Work request:
Write out, from the entries below, exactly the lines that run between the lines holding "CendioOssman: We don't" and "Though TravisCI is", inclusive, and stop there.

BEGIN Supplied data

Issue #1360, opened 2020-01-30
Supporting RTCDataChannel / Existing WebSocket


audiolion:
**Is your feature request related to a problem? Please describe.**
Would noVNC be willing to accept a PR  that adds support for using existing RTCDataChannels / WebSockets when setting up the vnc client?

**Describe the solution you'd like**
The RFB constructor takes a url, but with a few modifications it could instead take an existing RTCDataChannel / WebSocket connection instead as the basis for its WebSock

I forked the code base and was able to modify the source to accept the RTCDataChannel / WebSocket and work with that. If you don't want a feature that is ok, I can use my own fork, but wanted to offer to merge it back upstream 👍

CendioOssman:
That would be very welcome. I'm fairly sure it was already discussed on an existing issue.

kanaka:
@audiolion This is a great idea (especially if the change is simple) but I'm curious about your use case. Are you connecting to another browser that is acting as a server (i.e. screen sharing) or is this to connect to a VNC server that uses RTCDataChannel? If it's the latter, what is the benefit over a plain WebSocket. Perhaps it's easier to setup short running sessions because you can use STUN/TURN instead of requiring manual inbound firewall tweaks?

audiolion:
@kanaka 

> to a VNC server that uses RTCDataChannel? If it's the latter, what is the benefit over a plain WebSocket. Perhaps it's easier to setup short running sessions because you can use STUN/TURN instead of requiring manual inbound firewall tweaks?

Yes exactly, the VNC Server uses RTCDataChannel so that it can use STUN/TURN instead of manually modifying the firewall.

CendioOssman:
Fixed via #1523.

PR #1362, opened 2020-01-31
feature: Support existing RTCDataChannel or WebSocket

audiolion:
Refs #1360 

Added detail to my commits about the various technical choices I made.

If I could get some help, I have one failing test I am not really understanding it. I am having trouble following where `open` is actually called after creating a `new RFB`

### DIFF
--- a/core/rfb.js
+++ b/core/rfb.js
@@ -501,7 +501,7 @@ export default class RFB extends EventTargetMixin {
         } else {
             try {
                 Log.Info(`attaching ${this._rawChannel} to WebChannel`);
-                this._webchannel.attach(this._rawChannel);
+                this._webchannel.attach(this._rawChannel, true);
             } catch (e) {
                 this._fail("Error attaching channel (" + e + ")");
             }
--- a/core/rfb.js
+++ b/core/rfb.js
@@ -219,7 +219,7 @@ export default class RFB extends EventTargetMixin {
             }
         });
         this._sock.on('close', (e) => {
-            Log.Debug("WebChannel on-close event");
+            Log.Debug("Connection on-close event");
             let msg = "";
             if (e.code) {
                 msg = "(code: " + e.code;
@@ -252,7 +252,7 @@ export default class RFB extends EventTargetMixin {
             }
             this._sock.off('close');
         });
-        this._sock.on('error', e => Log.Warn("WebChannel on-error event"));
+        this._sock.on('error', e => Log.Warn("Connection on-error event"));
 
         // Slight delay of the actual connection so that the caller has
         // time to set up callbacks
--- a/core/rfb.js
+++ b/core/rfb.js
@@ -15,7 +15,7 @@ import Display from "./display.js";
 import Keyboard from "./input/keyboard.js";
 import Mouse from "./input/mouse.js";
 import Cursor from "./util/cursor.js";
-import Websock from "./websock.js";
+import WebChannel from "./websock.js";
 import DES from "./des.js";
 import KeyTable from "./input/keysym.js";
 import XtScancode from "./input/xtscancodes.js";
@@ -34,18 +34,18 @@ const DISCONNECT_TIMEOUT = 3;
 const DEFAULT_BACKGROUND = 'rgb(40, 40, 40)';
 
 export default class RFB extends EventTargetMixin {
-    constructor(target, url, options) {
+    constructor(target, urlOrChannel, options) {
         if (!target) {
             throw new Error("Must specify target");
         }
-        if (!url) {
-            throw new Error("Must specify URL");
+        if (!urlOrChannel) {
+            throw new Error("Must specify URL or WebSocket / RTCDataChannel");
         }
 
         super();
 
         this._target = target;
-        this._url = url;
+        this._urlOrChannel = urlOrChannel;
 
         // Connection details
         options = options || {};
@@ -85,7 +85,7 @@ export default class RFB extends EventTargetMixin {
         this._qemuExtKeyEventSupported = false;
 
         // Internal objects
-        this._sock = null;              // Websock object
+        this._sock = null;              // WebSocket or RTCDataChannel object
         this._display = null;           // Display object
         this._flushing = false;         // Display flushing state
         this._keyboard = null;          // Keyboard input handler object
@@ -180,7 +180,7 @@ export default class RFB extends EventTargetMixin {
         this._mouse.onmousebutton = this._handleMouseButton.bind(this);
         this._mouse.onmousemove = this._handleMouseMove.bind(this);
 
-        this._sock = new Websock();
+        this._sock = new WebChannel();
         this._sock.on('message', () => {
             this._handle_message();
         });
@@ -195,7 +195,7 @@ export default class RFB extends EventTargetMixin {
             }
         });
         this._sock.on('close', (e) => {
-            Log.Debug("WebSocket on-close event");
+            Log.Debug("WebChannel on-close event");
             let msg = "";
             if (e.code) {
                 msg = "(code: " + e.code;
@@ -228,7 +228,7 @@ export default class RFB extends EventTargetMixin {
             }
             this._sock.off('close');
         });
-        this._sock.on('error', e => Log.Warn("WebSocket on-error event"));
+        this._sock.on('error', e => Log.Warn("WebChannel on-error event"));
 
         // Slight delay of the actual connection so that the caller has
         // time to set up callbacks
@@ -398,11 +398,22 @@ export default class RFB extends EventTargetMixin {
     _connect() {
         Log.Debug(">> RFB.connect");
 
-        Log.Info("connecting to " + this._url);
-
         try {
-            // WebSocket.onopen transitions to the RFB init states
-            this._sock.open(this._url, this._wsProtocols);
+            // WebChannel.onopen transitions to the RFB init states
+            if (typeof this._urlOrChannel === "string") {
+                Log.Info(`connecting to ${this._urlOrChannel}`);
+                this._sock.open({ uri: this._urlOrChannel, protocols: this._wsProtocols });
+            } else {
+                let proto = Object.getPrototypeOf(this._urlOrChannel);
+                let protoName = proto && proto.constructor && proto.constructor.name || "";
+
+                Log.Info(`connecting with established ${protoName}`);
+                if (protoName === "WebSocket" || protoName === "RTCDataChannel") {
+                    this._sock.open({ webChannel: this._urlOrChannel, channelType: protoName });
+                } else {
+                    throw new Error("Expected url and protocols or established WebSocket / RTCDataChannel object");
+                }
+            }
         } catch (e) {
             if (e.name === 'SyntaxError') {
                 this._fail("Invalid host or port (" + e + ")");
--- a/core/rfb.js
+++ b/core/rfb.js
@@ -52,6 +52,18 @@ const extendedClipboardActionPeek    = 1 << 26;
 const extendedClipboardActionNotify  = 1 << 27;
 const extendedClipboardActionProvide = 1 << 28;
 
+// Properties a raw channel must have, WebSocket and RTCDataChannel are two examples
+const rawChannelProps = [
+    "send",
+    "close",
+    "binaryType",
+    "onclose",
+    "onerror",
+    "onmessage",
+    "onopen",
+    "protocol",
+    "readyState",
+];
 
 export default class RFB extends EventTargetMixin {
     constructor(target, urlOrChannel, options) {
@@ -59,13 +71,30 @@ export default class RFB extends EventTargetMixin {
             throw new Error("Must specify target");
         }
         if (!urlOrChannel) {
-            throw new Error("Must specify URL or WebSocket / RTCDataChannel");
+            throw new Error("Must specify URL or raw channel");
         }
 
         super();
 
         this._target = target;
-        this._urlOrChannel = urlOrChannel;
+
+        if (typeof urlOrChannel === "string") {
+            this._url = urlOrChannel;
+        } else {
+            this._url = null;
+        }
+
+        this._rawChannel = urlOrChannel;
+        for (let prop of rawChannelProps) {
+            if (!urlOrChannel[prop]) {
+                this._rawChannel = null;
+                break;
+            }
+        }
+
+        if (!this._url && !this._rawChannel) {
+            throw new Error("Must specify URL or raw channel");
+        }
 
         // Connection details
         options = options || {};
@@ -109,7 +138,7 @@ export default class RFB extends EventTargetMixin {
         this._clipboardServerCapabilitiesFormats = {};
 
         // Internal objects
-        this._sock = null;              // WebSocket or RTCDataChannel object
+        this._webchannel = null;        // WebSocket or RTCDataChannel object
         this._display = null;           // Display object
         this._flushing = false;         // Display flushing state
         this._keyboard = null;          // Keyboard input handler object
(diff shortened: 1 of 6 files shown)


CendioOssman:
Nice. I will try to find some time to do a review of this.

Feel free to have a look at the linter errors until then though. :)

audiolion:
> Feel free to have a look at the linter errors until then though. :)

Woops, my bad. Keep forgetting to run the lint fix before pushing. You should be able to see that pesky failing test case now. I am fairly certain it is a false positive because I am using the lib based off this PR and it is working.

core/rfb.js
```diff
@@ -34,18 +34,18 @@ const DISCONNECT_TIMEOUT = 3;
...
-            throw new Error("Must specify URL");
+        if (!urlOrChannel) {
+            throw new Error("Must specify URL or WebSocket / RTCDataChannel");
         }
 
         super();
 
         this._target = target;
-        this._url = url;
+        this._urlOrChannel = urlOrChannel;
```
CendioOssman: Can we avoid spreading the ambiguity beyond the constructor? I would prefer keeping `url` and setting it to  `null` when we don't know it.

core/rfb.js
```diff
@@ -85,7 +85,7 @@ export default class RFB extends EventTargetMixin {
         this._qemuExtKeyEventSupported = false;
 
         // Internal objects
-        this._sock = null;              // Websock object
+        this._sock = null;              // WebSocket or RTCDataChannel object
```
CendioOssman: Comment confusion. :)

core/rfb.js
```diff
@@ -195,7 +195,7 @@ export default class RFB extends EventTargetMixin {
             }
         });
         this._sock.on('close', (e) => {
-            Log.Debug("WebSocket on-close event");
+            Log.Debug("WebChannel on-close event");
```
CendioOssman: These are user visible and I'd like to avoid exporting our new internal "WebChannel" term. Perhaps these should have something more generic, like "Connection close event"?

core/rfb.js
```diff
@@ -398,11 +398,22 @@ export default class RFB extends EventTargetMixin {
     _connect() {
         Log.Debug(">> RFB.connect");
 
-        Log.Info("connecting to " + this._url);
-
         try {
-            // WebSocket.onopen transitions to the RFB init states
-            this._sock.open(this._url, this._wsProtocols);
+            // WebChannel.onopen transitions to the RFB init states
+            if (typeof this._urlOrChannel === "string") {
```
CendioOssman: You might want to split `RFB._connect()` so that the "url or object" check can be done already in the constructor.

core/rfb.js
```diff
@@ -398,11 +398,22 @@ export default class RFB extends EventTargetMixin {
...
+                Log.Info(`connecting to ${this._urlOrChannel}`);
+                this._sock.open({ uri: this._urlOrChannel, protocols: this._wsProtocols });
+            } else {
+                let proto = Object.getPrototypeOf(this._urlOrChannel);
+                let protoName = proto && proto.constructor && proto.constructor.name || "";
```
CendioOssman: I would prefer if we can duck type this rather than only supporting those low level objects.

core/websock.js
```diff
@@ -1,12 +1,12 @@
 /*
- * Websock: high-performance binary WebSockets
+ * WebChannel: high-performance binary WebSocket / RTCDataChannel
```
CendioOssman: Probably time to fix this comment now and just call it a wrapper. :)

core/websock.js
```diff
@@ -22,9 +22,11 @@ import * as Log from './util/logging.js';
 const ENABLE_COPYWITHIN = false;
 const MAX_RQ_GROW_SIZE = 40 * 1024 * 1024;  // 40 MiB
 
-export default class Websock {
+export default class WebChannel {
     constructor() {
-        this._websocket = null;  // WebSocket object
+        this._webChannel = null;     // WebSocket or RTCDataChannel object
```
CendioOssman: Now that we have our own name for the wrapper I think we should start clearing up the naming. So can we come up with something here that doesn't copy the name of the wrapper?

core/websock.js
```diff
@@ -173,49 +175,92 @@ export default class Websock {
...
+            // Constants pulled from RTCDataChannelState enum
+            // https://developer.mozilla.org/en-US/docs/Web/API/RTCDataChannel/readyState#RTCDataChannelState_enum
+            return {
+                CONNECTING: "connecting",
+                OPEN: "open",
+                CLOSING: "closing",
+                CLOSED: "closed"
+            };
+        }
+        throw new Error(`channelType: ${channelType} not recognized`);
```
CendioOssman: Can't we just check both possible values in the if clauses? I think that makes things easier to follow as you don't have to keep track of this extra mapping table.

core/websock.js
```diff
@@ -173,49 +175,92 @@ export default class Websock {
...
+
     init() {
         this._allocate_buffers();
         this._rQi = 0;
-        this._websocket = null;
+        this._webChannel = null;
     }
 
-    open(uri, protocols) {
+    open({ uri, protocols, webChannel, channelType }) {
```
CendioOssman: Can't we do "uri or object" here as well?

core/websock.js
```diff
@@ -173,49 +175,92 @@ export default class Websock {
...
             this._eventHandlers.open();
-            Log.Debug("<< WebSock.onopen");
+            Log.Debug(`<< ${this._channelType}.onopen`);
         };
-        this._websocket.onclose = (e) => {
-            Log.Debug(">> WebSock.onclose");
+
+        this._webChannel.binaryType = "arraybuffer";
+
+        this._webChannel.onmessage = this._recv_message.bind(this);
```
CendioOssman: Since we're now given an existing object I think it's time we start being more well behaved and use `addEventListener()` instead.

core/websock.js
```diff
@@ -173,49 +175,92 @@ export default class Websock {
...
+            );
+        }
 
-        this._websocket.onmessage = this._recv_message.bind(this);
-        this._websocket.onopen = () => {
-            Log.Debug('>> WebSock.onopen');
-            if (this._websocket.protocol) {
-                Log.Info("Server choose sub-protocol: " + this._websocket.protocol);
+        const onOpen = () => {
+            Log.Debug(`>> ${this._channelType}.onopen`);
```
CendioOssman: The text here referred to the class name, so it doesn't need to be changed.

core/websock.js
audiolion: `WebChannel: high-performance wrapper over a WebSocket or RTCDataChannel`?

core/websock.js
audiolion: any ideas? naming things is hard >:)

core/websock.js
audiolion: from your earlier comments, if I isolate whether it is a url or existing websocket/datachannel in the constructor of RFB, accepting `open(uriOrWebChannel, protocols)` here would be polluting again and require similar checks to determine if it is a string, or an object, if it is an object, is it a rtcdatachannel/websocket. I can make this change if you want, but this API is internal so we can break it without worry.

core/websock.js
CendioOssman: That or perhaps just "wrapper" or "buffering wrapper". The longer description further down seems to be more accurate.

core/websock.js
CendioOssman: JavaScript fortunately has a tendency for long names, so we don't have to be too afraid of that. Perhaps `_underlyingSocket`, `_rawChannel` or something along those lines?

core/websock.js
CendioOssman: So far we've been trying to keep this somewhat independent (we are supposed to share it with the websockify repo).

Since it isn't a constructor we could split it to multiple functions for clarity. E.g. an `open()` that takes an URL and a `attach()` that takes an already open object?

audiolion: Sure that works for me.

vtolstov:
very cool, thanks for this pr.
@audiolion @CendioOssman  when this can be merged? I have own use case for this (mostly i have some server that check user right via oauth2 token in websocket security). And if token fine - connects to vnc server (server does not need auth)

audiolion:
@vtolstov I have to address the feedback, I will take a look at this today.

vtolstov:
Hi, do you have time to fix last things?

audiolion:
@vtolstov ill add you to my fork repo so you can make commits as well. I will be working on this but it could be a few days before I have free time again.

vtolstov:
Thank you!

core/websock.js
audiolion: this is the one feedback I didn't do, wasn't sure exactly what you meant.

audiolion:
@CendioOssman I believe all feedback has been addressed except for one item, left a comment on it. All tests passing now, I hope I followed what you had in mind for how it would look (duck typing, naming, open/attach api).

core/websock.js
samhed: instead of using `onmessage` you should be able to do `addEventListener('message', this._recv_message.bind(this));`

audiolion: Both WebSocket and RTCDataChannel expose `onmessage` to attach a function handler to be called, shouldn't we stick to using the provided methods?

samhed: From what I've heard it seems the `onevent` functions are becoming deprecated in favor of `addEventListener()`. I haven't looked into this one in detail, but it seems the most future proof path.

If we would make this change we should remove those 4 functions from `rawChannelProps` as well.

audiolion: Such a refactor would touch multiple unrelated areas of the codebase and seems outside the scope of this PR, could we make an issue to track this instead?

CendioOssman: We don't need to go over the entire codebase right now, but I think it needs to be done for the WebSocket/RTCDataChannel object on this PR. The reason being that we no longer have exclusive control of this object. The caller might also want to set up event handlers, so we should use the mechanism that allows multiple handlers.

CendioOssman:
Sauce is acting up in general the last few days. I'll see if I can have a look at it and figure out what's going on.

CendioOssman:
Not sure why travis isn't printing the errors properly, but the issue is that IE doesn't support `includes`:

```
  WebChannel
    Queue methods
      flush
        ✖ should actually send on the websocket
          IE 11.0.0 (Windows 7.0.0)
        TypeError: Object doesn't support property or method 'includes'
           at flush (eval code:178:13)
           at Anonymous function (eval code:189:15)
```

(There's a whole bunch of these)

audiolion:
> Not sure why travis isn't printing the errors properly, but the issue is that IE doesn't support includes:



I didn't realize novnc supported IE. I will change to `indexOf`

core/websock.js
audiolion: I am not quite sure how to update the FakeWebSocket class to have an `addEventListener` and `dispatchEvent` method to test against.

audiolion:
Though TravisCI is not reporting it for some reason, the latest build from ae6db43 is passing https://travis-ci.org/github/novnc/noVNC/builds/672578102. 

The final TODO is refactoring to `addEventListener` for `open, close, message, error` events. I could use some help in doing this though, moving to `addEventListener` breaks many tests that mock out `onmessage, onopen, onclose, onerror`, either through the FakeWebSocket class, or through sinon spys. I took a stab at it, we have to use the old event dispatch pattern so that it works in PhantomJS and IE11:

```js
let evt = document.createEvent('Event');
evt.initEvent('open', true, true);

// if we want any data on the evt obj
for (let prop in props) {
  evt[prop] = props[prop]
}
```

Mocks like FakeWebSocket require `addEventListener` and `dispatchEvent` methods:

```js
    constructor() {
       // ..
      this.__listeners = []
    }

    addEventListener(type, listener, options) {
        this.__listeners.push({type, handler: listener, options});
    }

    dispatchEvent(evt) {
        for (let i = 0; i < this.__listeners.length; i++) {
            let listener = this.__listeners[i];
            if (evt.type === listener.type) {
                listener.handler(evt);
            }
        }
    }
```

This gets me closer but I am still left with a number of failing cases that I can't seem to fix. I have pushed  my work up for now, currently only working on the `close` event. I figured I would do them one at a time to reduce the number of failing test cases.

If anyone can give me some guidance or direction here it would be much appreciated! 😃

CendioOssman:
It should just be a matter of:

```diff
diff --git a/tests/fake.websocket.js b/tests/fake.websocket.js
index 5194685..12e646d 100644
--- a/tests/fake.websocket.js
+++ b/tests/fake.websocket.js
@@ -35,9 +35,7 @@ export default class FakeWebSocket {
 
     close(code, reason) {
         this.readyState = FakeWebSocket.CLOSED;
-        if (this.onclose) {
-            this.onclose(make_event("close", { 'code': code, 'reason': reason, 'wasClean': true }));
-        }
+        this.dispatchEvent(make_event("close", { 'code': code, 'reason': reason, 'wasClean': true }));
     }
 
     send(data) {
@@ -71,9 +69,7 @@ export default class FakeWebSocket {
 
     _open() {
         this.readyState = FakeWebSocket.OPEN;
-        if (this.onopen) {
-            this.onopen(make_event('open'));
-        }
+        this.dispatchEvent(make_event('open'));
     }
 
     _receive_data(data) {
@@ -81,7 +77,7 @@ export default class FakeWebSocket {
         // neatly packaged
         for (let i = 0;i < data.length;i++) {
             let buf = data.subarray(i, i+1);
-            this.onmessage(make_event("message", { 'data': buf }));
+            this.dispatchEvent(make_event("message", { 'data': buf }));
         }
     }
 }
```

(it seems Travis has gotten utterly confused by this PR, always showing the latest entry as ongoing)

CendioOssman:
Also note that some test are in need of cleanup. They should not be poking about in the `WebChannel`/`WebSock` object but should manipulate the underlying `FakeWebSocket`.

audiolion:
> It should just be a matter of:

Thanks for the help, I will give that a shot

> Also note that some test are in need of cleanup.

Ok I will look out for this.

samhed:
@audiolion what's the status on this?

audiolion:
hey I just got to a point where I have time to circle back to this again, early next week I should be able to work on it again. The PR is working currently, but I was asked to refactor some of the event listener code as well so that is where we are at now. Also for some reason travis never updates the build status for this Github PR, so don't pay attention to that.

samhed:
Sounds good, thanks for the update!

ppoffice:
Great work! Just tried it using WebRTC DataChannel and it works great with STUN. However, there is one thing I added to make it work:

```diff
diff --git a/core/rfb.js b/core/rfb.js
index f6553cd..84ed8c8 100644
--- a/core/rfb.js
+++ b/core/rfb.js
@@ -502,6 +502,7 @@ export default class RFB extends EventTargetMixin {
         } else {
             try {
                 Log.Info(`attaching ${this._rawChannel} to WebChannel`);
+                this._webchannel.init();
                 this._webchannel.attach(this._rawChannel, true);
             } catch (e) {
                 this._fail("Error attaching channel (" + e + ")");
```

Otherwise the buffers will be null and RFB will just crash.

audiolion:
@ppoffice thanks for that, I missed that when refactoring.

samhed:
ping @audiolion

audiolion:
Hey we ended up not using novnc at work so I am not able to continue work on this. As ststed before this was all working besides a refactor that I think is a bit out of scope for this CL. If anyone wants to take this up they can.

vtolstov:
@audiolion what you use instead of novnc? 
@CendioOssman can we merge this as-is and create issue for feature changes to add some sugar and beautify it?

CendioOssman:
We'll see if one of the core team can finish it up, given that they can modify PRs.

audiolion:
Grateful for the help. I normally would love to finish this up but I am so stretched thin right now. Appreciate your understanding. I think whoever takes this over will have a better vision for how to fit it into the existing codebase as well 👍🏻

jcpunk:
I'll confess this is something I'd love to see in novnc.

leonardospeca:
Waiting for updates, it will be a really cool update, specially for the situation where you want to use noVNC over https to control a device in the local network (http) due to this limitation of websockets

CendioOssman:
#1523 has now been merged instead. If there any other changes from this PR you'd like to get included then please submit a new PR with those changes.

END Supplied data
BEGIN Supplied data

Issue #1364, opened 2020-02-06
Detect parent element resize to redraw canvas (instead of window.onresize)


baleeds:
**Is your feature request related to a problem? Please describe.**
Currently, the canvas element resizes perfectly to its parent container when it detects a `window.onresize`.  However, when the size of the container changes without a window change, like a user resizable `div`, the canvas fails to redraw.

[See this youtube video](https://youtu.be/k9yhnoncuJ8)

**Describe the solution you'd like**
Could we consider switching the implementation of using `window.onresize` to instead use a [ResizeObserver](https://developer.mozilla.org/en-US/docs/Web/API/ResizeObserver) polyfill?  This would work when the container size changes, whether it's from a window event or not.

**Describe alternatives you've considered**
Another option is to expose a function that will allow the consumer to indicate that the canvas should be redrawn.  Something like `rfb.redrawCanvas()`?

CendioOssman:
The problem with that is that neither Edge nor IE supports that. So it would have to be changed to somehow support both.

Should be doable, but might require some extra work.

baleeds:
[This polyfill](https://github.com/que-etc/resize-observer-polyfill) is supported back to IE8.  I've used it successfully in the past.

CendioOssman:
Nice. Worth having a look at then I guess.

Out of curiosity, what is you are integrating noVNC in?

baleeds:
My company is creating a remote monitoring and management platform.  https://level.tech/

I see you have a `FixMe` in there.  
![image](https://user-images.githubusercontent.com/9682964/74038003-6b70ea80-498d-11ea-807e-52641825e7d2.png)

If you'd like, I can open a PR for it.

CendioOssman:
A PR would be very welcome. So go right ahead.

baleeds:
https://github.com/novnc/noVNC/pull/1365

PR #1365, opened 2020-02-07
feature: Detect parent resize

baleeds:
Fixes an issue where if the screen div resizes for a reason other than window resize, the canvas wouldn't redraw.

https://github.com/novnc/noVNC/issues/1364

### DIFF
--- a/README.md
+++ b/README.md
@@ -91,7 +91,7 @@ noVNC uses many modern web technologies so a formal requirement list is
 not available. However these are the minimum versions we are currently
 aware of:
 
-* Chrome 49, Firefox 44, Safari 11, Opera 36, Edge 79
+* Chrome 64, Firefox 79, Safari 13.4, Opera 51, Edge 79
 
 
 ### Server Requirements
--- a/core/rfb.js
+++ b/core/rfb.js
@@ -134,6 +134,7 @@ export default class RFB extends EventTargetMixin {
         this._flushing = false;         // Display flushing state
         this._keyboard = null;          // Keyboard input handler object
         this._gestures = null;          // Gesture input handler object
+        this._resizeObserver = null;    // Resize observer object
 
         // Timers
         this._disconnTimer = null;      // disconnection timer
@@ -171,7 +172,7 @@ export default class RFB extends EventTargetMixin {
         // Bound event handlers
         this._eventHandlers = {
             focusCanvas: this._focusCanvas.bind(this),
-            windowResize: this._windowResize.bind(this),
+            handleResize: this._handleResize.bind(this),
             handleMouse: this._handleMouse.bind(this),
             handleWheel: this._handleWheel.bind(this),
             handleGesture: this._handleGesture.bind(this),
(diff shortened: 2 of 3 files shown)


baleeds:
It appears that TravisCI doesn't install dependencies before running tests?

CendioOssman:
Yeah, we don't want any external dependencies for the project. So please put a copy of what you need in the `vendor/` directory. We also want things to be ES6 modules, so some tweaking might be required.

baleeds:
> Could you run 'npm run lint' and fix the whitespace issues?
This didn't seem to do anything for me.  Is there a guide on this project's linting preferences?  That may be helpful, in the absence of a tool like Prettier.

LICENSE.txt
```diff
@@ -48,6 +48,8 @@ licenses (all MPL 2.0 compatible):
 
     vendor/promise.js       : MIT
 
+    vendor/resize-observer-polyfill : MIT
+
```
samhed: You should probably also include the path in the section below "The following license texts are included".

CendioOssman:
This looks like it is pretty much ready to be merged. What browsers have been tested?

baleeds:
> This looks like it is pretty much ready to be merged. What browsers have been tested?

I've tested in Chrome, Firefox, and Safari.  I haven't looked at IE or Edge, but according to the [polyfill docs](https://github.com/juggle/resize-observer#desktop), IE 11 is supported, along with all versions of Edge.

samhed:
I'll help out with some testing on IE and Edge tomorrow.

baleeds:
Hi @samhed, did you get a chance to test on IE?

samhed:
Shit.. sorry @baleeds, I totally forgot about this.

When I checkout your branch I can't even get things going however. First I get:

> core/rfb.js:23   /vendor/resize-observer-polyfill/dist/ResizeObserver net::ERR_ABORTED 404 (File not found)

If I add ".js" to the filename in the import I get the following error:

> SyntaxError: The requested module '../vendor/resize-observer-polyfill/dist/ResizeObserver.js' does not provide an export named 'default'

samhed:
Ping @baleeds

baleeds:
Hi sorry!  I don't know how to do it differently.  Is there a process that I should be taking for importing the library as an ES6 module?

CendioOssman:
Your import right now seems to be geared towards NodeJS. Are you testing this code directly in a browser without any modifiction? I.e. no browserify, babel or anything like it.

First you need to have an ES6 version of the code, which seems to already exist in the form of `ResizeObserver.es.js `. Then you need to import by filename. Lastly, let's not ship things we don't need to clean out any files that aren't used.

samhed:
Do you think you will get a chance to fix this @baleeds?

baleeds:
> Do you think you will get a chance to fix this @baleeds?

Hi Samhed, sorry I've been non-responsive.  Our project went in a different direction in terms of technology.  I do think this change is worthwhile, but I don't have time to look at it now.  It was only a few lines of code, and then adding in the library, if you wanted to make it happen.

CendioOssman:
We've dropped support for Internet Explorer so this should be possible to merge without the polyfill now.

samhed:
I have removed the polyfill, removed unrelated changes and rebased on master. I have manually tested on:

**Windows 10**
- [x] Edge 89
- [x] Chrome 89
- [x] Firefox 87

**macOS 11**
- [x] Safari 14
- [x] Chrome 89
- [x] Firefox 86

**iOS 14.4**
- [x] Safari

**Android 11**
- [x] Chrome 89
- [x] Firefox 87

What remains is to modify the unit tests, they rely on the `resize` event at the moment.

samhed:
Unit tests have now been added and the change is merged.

END Supplied data

Written response:
CendioOssman: We don't need to go over the entire codebase right now, but I think it needs to be done for the WebSocket/RTCDataChannel object on this PR. The reason being that we no longer have exclusive control of this object. The caller might also want to set up event handlers, so we should use the mechanism that allows multiple handlers.

CendioOssman:
Sauce is acting up in general the last few days. I'll see if I can have a look at it and figure out what's going on.

CendioOssman:
Not sure why travis isn't printing the errors properly, but the issue is that IE doesn't support `includes`:

```
  WebChannel
    Queue methods
      flush
        ✖ should actually send on the websocket
          IE 11.0.0 (Windows 7.0.0)
        TypeError: Object doesn't support property or method 'includes'
           at flush (eval code:178:13)
           at Anonymous function (eval code:189:15)
```

(There's a whole bunch of these)

audiolion:
> Not sure why travis isn't printing the errors properly, but the issue is that IE doesn't support includes:



I didn't realize novnc supported IE. I will change to `indexOf`

core/websock.js
audiolion: I am not quite sure how to update the FakeWebSocket class to have an `addEventListener` and `dispatchEvent` method to test against.

audiolion:
Though TravisCI is not reporting it for some reason, the latest build from ae6db43 is passing https://travis-ci.org/github/novnc/noVNC/builds/672578102. 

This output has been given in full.